PR #11611, opened 2020-04-08
Issue/11518 media picker actions

### LINKED ISSUE #11518: Replace system image picker with custom image picker in gutenberg
### Expected behavior
When the user inserts image/gallery/video block and they click on "Choose from device" a custom media picker is shown. User can select single or multiple images depending on the block they are inserting the media into.

### Actual behavior
When the user inserts image/gallery/video block and they click on "Choose from device" a OS default media picker is shown. The UI can significantly differ across devices. Moreover, we can't modify its UI. It's blocking our progress in [MediaEditing project](https://github.com/orgs/wordpress-mobile/projects/54).

- [x] Re-route gutenberg's "Choose from device" button into our custom media picker for image and gallery blocks (fixed in https://github.com/wordpress-mobile/WordPress-Android/pull/11520)
- [x] Add support for selecting multiple images (fixed in https://github.com/wordpress-mobile/WordPress-Android/pull/11520)
- [x] Re-route gutenberg's "Choose from device" button into our custom media picker for video and text&media blocks (fixed in https://github.com/wordpress-mobile/WordPress-Android/pull/11527)
- [x] Make sure the picker displays only image files for image/gallery blocks and only video files for video block (fixed in https://github.com/wordpress-mobile/WordPress-Android/pull/11527)
- [x] Hide "Take photo/WPLibrary" in the custom media picker bottom bar (https://github.com/wordpress-mobile/WordPress-Android/pull/11611)
- [x] Make sure the custom media picker bottom bar has two different buttons for selecting an image from the local storage and selecting a video from the local storage (https://github.com/wordpress-mobile/WordPress-Android/pull/11611)
- [x] Verify the app requests permissions when necessary
- [x] Make sure to review the custom picker in unrelated flows before we merge the changes into develop (site avatar, user avatar, WPMedia library picker, Media Library, ..?)

malinajirka:
Fixes #11518

Final PR for the issue #11518 
- Hides "Pick from WP library" option in the bottom bar in the custom picker
- Select from device pop up with "select photo" and "select video" options is shown only for media&text block as the other blocks support either image or video not both.
- Enables multi-selection in the os default picker for blogs which support multi-selection

To test:
Gifs with all the flows https://cloudup.com/cjA9rSxls0a (cc @mbshakti could you please review if these flows look ok?)

Ideally test all the media blocks
- [x] Image block custom picker
- [x] Image block os picker
- [x] Image block take photo
- [x] Video block custom picker
- [x] Video block os picker
- [x] Video block take video
- [x] Media&Text block custom picker
- [x] Media&Text block os picker
- [x] Media&Text block take photo 
- [x] Media&Text block take video
- [x] Gallery block custom picker
- [x] Gallery block os picker
- [x] Gallery block take photo

PR submission checklist:

cc @hypest @mkevins @marecar3 Could one of you please review the gifs if all the flows look as expected? Thanks! (if you want to check all the code changes compare `issue/11518-media-picker-actions` against `develop` - https://github.com/wordpress-mobile/WordPress-Android/compare/develop...issue/11518-media-picker-actions)


WordPress/src/main/java/org/wordpress/android/ui/media/MediaBrowserType.java
```diff
@@ -23,20 +23,39 @@ public boolean isBrowser() {
...
-               || this == GUTENBERG_SINGLE_VIDEO_PICKER || this == GUTENBERG_SINGLE_MEDIA_PICKER
+        return this == EDITOR_PICKER
+               || this == AZTEC_EDITOR_PICKER
+               || this == GUTENBERG_VIDEO_PICKER
+               || this == GUTENBERG_SINGLE_VIDEO_PICKER
+               || this == GUTENBERG_SINGLE_MEDIA_PICKER
+               || this == GUTENBERG_MEDIA_PICKER;
+    }
+
+    public boolean isGutenbergPicker() {
```
malinajirka, line 53: This method is new the rest is just formatted.

hypest:
👋 thanks for pinging for reviewing the flows @malinajirka .

I haven't yet looked at all of them but the one that we actually capture a new photo in Gutenberg caught my attention: https://cloudup.com/iIP5b_K5aVO. It looks like we'll need to perhaps remove the individual "Take a photo" option in Gutenberg's media options menu? Is there a plan for that?

Also, pinging @iamthomasbishop to have a look at the flows as well since those relate to the design side of things.

malinajirka:
>I haven't yet looked at all of them but the one that we actually capture a new photo in Gutenberg caught my attention: https://cloudup.com/iIP5b_K5aVO. It looks like we'll need to perhaps remove the individual "Take a photo" option in Gutenberg's media options menu? Is there a plan for that?

We discussed this with Shakti and we thought it wouldn't hurt to have a duplicated path to achieve the same goal. I definitely wouldn't remove the individual "Take a photo" option in Gutenberg's media options menu as it's shorter. Wdyt?

malinajirka:
Just to clarify a bit more. We won't support editing the media before it gets uploaded in the "take a photo" and "OS default picker" paths. The media-editing will be supported only when the user selects a media in the custom picker.

ashiagr (approved):
Nice work @malinajirka ! I tested different media blocks, they work as described :).
Feel free to merge if flows are approved design-wise.

iamthomasbishop:
@malinajirka Thanks for the gifs as examples, helps a lot to visualize.

A few things that stand out to me while reviewing:

- When the device picker opens, it took me a minute to realize that there were footer actions. I think we should either move these actions/tabs to sit under the App Bar or perhaps add text labels to them, in an effort to improve discoverability? (something like this: 

image

- I can’t help but wonder if we should present the dialog (after you select “choose from devices “) as a bottom sheet of sorts, kind of like Aztec’s initial picker. Thoughts?

- I was thinking about what @hypest mentioned about removing the “take a...” options, and it doesn’t bother me all that much to have multiple routes to an action, but I don’t know if the “take a...” options with GB are used enough to justify such prominent placement. So maybe if we improve the discoverability of that from the “choose photo/video” step, we can remove from the initial source selection sheet in GB. Does that make sense? // cc @hypest I don’t think we have any data on this, but would be useful — my hunch tells me not many people are taking images directly into the editor, but I don’t have data to back it up.

malinajirka:
Thanks for the reviews ;)!

>When the device picker opens, it took me a minute to realize that there were footer actions. I think we should either move these actions/tabs to sit under the App Bar or perhaps add text labels to them, in an effort to improve discoverability? (something like this:

>I was thinking about what @hypest mentioned about removing the “take a...” options, and it doesn’t bother me all that much to have multiple routes to an action, but I don’t know if the “take a...” options with GB are used enough to justify such prominent placement. So maybe if we improve the discoverability of that from the “choose photo/video” step, we can remove from the initial source selection sheet in GB. Does that make sense? // cc @hypest I don’t think we have any data on this, but would be useful — my hunch tells me not many people are taking images directly into the editor, but I don’t have data to back it up.


We might want to consider leaving both these decisions for the Media Consolidation project (cc @frosty ). Goal of this task is to replace the OS default picker with a custom picker. This PR is re-using an existing picker which definitely could be improved, but at the same time is imo much better than the OS default picker. Unless you feel one of these issues is vital, I'd prefer to limit the scope of this task as much as possible. Wdyt @iamthomasbishop ?



>I can’t help but wonder if we should present the dialog (after you select “choose from devices “) as a bottom sheet of sorts, kind of like Aztec’s initial picker. Thoughts?

This is the default OS picker and we can't change its UI. It can look differently on different devices. We want to keep it so the user can choose photos from a custom folders as our custom picker shows only content from default media folders.

hypest:
I'd prefer it if we don't have multiple paths to do the same thing in flows so close together as these, unless it's pretty much necessary. I also agree that we don't want to turn this ticket/PR into a Media Consolidation project one.

So, let me ask, can we instead hide the "camera" tab of the custom picker when its client hints it only wants to _choose_ a photo? Would that help unblock the MediaEditing project as #11518 requires?

malinajirka:
>So, let me ask, can we instead hide the "camera" tab of the custom picker when its client hints it only wants to choose a photo? Would that help unblock the MediaEditing project as #11518 requires?

Yes, we could do that and it'd unblock us. @mbshakti If I recall correctly, you preferred having two buttons in the bottom bar, right?

mbshakti:
When we made the decision to keep the camera button in the bottom bar, the reasoning was that it wouldn't hurt the user, and in case the user changes their mind, they can always use the camera. I don't think having multiple paths to do the same thing in flows is problematic, but I understand if @hypest believes so, especially since the placement is too prominent as @iamthomasbishop mentioned.

We can go ahead and hide it from this view. The only weird thing there is that we would just have one button in the bottom bar then, but I don't mind that.

malinajirka:
>>I can’t help but wonder if we should present the dialog (after you select “choose from devices “) as a bottom sheet of sorts, kind of like Aztec’s initial picker. Thoughts?

>This is the default OS picker and we can't change its UI. It can look differently on different devices. We want to keep it so the user can choose photos from a custom folders as our custom picker shows only content from default media folders.

@iamthomasbishop I'm sorry, I misread your comment. We could show the picker (after you select "choose from device") in a bottom sheet. However, I'd make this change in the Media Consolidation project as well - or perhaps even a different project as it's technically not related to Media Consolidation.

malinajirka:
@ashiagr I've remove the "take photo/video" option from the custom picker in gutenberg. Could you please review https://github.com/wordpress-mobile/WordPress-Android/pull/11611/commits/ed6b137438685663619261e43d91c498a6cf1cc6 and merge the PR if you are ok with the changes. Thanks!

ashiagr:
Thanks @malinajirka. I tested and found camera option hidden from the custom picker in gutenberg. Merging these changes 👍.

══════════

Goal of the exercise: Each line from the start of the listing above through the line containing "picker for video" must be reproduced exactly. Leave out the rest.

Task result:
PR #11611, opened 2020-04-08
Issue/11518 media picker actions

### LINKED ISSUE #11518: Replace system image picker with custom image picker in gutenberg
### Expected behavior
When the user inserts image/gallery/video block and they click on "Choose from device" a custom media picker is shown. User can select single or multiple images depending on the block they are inserting the media into.

### Actual behavior
When the user inserts image/gallery/video block and they click on "Choose from device" a OS default media picker is shown. The UI can significantly differ across devices. Moreover, we can't modify its UI. It's blocking our progress in [MediaEditing project](https://github.com/orgs/wordpress-mobile/projects/54).

- [x] Re-route gutenberg's "Choose from device" button into our custom media picker for image and gallery blocks (fixed in https://github.com/wordpress-mobile/WordPress-Android/pull/11520)
- [x] Add support for selecting multiple images (fixed in https://github.com/wordpress-mobile/WordPress-Android/pull/11520)
- [x] Re-route gutenberg's "Choose from device" button into our custom media picker for video and text&media blocks (fixed in https://github.com/wordpress-mobile/WordPress-Android/pull/11527)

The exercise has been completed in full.